I feel that some aspects of my last two posts my have seemed a bit ‘preachy’ to my readers! While I do think that the points made in those two posts are important I have decided to go a bit more positive and upbeat in this post!
I am going to base my post this week around 2 case studies. There are many other schools I could have selected but in doing some online research these 5 stood out. They just what seem to me to be interesting and helpful examples of schools doing something special in the values in school area.
Case Study: Breens Intermediate – Christchurch
I selected this case study because I think it is a good follow on to my last post. This is primary school that has really worked over period of time to build their values across all aspects of school life. There are 4 video clips in TKI that outline this. All the videos are short (5 – 6 min).
The first clip (below) deals with how the Breens values were developed.
Their values are summed in this diagram.
One thing that is impressive about this first case study is the breadth and depth of the conversation the school has had with community, parents, and students in developing their values.
The second video covers the on going development and refinement of their vision and vales as expressed in the tree overtime. As they considered the kind of things included in the following advice available on TKI …
… they realised had failed to include sufficient cultural diversity in their values and so they went back to their community to change that.
Another strength of Breens approach to the values is the extent to which they have built the values into everyday life in the classroom life of the school.
It could well be argued that if are values are strong they will help us in times of crisis.

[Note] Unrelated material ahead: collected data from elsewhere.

Issue #407, opened 2020-01-03
Get selection time via pipe / NyquistPrompt command


buggymcbugfix:
I'm trying to get the start and end times of the current selection for scripting purposes but I have only managed to _set_ the time via `SelectTime:`.

I am looking for some command `GetTime:` which returns the information that is displayed in the audio position toolbar:
<img width="694" alt="Screenshot 2020-01-03 at 02 12 35" src="https://user-images.githubusercontent.com/17603372/71703795-8ec4da80-2dce-11ea-918b-8764bb2a9d61.png">

buggymcbugfix:
I am aware that Nyquist can get this information, but I have not managed to funnel this information out of Audacity via the pipe.

SteveDaulton:
I don't think it's possible to get the selection times "down the pipe", but
also, I've not yet seen a case where that is really needed.
I'd suggest that you write into the Audacity forum and describe what you
are trying to do - the forum is the main Audacity help channel.
https://forum.audacityteam.org/viewforum.php?f=69

Steve

PR #6165, opened 2024-03-24
Implemented Selection on GetInfo

jonata:
Resolves: #407

Added selection information (Start and End) when user send "GetInfo: Type=Selection" to pipe.

Recommended:

### DIFF
--- a/src/commands/GetInfoCommand.cpp
+++ b/src/commands/GetInfoCommand.cpp
@@ -17,6 +17,7 @@ This class now lists
 - Clips
 - Labels
 - Boxes
+- Selection
 
 *//*******************************************************************/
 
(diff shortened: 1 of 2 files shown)


LWinterberg (approved):

SteveDaulton:
This does not do what it says it does. An "Audio Selection" is two dimensional, having both a temporal range, and a track list. "GetInfo: Selection" only returns the temporal range.

Possible solutions:

* Rename the command "GetInfo: SelectionTimes" (or similar)
* Extend the returned value to return both the times and a list of tracks.

Also, it does not appear to work with the Nyquist "get-audio-info" command, thus requiring Nyquist users to implement their own parsing of strings in the form: `("\n{ "Start":8.70968, "End":15.1092 }" . T)`.

LWinterberg:
> "GetInfo: Selection" only returns the temporal range.

And GetInfo: Tracks returns selectedness, so if you need it you can figure it out. I think this implementation is sufficient for syncing Audacity with external tools which likely aren't interested in the internal track selection to begin with.

SteveDaulton:
> which likely aren't interested in the internal track selection to begin with.

That's a very bold assumption.

> Also, it does not appear to work with the Nyquist "get-audio-info" command

Fixed by this pull request: https://github.com/audacity/audacity/pull/6347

The final video explains what happened when the Christchurch earthquakes created just this kind of challenge to the school.
Case Study Two: Balmoral School – Auckland
I have chosen this school (which includes both a primary school and an intermediate) because its approach is quite different from that of Breens and illustrates interesting ideas about the various ways education about values is built into a school and its curriculum.
Their vision statement states that vision is “To value diversity and to develop curious, confident and connected learners.” This vision is very similar to the vision of the New Zealand Curriculum but is followed by a ‘Vision Story’ that expands on the vision. This and other aspects of the Balmoral Approach can be seen at:
The school has a well-developed learning model set out in the school prospectus above. The model features 5 aspects: Balmoral Habits; Numeracy and Literacy; Philosophy for Children (‘Whakaaro Tamariki’); and Curriculum Inquiry at Balmoral (C.I.B.)
Interestingly there is no specific mention of values as such instead values are woven throughout the vision and the learning model. The vision includes the ‘headline’ values diversity, curiosity (part of Innovation, inquiry and curiosity) and connected is an aspect of community and participation. Further it could be argued that confidence is part of respect (self esteem, self respect and self belief – see the notions, concepts and ideas diagram above).
However, there a number of other ways in which values are evident in the school’s innovative approach. The Balmoral Habits shown in the diagram below.
A glance down the features column will reveal the many values that are embedded in the Balmoral Habits.
Another aspect of the Balmoral School learning model is that P4C is considered a key aspect of the student learning. The school newsletter of 9th September 2016 gave an explanation of the school’s use of P4C, including the following …
We see teaching of P4C to every child is vitally important if we want to develop citizens who are critical, caring and creative thinkers. When citizens behave in such a manner we believe that beliefs and prejudices will be challenged, critically thought through and creative solutions found. If this happens we will have a thoughtful progressive democracy.
Balmoral school appears to have a healthy focus on both values and habits and the critical thinking aspects of values page of NZC. This well-balanced approach is further enhanced by the use a very robust inquiry model throughout the school curriculum.
This model has a strong focus on problem solving and action. And through this process provoking, empathising, brainstorming, prototyping and reflecting all include aspects of values, critical thinking and taking action.
Two quite contrasting but interesting approaches to the implementation of the values dimension of the New Zealand Curriculum!